* **WHAT TO DO**
Select the lines of the records containing the word "apiKeys" and list them.

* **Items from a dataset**
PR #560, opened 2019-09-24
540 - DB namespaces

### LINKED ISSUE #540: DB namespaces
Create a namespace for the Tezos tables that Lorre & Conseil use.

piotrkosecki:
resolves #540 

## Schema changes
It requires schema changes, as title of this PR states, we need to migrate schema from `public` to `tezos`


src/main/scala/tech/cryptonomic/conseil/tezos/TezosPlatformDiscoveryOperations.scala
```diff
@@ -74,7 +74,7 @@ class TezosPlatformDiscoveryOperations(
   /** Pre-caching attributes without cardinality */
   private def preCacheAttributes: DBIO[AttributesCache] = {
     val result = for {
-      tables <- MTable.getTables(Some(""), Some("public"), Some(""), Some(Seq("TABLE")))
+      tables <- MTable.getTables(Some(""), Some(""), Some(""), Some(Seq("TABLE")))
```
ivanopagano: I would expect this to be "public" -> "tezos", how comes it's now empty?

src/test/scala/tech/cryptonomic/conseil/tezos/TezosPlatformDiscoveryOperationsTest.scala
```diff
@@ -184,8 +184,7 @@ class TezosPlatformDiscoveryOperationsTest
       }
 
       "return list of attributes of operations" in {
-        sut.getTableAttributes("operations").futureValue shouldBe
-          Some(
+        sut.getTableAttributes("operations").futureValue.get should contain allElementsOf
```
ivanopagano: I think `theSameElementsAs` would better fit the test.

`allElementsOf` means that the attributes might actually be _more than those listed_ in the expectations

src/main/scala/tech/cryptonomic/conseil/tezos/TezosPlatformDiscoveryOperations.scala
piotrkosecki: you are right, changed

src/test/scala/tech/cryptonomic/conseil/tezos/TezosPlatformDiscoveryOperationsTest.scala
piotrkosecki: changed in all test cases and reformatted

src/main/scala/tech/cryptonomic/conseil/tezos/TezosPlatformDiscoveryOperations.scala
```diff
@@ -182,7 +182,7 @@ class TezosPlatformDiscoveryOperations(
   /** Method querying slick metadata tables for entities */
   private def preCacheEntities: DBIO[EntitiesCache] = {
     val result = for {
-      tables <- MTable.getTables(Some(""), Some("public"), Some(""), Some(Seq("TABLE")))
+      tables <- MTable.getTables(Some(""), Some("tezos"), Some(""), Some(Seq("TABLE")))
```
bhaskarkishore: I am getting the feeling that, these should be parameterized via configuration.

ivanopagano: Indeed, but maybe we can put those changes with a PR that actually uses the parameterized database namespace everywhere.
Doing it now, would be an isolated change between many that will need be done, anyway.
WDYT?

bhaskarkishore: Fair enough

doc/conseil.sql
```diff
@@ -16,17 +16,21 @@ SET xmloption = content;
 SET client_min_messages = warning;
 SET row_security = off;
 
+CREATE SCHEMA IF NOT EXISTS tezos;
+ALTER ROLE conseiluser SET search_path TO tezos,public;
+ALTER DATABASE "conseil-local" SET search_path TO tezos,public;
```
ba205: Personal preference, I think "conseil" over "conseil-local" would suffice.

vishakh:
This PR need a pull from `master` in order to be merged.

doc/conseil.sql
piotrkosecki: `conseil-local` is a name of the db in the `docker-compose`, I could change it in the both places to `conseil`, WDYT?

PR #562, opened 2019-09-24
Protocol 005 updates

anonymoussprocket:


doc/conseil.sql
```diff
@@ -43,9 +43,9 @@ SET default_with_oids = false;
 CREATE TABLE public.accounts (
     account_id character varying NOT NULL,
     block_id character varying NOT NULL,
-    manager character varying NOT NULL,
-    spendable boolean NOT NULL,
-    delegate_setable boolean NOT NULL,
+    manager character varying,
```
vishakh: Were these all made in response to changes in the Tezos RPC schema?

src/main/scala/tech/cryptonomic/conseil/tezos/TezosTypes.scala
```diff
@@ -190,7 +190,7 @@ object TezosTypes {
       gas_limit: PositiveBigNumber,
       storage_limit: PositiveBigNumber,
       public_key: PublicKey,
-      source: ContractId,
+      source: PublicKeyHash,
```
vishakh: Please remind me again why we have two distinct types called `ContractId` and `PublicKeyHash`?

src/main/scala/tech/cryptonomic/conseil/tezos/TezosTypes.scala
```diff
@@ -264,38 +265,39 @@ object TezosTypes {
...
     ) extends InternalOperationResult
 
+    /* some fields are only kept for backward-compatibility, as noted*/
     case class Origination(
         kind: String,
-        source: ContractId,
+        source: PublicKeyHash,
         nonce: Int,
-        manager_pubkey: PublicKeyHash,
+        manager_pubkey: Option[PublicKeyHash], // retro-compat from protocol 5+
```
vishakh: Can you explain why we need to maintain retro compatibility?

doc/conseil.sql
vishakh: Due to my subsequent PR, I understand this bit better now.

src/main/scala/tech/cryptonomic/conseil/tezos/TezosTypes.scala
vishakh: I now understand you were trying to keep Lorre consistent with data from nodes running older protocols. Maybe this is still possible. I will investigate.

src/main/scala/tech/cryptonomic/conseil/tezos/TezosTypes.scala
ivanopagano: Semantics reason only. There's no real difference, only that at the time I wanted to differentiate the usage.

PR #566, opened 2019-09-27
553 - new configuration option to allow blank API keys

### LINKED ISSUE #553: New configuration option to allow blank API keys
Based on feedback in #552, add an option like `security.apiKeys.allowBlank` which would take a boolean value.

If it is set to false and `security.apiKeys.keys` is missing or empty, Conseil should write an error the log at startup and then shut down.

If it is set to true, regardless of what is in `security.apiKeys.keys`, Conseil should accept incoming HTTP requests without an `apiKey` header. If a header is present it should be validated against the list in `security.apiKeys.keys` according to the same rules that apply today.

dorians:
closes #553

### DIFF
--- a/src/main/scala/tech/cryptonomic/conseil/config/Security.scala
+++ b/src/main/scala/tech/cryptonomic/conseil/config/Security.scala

* **ANSWER SECTION**
Based on feedback in #552, add an option like `security.apiKeys.allowBlank` which would take a boolean value.
If it is set to false and `security.apiKeys.keys` is missing or empty, Conseil should write an error the log at startup and then shut down.
If it is set to true, regardless of what is in `security.apiKeys.keys`, Conseil should accept incoming HTTP requests without an `apiKey` header. If a header is present it should be validated against the list in `security.apiKeys.keys` according to the same rules that apply today.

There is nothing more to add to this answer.